- _PROBLEM STATEMENT_: Please copy each line in the records below that contains the string "racoon".

· · · · · · ·

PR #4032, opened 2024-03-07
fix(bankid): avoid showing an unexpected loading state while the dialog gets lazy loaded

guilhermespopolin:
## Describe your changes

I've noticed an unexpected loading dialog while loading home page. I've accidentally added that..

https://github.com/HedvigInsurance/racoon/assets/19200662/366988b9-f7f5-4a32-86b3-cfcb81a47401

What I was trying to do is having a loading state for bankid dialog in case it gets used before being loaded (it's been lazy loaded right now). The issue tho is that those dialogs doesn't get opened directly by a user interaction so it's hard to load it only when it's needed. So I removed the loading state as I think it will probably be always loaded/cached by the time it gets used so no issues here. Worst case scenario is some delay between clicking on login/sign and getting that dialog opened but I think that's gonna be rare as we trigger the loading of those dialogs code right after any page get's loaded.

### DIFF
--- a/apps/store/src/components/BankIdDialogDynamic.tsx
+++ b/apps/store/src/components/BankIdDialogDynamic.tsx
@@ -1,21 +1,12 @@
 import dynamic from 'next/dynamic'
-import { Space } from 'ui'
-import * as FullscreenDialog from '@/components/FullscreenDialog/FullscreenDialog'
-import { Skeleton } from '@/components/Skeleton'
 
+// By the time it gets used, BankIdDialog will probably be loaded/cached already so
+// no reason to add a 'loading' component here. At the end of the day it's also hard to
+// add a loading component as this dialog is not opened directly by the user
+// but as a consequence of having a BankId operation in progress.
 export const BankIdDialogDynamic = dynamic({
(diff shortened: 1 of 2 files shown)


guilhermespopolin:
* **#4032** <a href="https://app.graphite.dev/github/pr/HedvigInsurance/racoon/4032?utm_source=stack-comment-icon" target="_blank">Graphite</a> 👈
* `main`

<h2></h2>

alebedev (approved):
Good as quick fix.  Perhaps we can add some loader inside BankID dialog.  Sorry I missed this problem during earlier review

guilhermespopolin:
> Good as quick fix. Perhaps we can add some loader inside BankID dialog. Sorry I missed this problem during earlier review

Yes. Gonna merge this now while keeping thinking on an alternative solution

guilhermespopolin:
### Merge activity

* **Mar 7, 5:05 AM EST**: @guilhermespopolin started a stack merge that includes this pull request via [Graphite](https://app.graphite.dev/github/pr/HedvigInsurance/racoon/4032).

· · · · · · ·

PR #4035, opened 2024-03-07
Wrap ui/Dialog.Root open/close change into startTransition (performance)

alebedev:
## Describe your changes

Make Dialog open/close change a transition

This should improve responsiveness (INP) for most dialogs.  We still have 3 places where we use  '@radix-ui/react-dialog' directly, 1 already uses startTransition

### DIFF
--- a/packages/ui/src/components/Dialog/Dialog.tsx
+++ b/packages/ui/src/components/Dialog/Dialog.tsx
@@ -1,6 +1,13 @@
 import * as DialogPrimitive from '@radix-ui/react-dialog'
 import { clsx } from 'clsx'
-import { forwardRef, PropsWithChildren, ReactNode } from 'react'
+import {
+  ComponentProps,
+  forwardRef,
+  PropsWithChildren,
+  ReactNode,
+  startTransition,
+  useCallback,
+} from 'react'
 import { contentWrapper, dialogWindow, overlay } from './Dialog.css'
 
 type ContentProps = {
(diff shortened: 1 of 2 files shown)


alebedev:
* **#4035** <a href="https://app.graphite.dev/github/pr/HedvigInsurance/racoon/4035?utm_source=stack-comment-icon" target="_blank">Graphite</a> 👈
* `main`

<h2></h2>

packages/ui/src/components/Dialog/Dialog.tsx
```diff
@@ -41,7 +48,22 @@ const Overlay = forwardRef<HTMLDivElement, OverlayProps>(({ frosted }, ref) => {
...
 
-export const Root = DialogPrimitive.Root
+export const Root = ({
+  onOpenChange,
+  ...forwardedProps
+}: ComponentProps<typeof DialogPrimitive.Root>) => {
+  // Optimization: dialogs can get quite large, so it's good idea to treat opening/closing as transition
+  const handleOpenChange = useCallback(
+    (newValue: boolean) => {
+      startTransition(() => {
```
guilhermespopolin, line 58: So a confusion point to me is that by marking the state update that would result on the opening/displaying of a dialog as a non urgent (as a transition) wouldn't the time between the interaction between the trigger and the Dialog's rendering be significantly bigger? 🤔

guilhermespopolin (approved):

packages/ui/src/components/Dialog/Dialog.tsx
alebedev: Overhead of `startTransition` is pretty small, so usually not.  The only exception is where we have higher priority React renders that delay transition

· · · · · · ·

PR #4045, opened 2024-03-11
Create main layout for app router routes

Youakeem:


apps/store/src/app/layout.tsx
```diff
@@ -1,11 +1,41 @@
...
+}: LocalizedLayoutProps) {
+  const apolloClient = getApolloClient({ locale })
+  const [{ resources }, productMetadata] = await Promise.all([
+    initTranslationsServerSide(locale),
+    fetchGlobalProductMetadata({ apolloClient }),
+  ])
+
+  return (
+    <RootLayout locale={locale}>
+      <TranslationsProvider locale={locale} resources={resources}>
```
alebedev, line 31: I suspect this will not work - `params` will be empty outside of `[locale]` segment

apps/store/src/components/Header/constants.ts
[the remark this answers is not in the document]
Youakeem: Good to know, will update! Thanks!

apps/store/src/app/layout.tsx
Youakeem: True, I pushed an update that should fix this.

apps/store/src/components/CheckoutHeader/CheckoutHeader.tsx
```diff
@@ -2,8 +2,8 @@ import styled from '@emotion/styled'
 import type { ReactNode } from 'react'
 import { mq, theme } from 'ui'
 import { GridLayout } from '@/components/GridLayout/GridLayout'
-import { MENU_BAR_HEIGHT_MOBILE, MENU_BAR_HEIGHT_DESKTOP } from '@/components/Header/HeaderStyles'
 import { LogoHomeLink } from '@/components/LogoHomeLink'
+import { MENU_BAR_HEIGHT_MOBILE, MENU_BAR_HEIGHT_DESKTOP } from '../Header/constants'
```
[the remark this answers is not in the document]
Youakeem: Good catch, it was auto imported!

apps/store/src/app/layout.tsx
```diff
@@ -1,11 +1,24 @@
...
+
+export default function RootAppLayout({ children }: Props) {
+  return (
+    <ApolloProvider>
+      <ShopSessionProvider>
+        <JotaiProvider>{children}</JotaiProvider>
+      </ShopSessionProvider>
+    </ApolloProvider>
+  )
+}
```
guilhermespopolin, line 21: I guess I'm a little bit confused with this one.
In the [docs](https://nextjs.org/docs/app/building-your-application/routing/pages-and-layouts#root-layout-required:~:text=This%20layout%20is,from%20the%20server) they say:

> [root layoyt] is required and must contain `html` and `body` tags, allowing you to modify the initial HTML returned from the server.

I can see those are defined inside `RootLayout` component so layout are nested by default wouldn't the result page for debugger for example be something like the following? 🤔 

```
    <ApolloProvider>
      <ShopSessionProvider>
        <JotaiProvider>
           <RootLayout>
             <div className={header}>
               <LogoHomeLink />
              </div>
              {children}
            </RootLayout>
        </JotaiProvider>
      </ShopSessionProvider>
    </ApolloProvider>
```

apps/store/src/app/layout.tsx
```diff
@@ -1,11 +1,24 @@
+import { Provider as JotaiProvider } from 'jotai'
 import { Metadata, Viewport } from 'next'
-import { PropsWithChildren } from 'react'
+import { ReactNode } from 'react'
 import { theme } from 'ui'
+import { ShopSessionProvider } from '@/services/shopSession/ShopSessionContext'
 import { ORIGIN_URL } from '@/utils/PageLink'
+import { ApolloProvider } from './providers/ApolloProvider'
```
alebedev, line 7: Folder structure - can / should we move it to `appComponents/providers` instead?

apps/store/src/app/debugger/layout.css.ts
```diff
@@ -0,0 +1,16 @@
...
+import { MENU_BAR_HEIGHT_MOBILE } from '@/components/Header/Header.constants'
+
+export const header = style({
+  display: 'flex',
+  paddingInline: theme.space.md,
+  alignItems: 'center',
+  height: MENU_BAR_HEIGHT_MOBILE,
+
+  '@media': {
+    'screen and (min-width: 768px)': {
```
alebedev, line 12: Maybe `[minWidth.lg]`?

· · · · · · ·

- _FINISHED EXERCISE_:
https://github.com/HedvigInsurance/racoon/assets/19200662/366988b9-f7f5-4a32-86b3-cfcb81a47401
* **#4032** <a href="https://app.graphite.dev/github/pr/HedvigInsurance/racoon/4032?utm_source=stack-comment-icon" target="_blank">Graphite</a> 👈
* **Mar 7, 5:05 AM EST**: @guilhermespopolin started a stack merge that includes this pull request via [Graphite](https://app.graphite.dev/github/pr/HedvigInsurance/racoon/4032).
* **#4035** <a href="https://app.graphite.dev/github/pr/HedvigInsurance/racoon/4035?utm_source=stack-comment-icon" target="_blank">Graphite</a> 👈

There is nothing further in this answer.